Issue #498, opened 2022-03-24
Drop support for python 3.7


consideRatio:
At this point Python 3.6 has reached end of life. If we wish to support it, we may need to not use modern versions of libraries etc as they may no longer support Python 3.6.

Exercise brief — What you return must match the data above character for character.

Final answer —
Issue #498, opened 2022-03-24
Drop support for python 3.7


consideRatio:
At this point Python 3.6 has reached end of life. If we wish to support it, we may need to not use modern versions of libraries etc as they may no longer support Python 3.6.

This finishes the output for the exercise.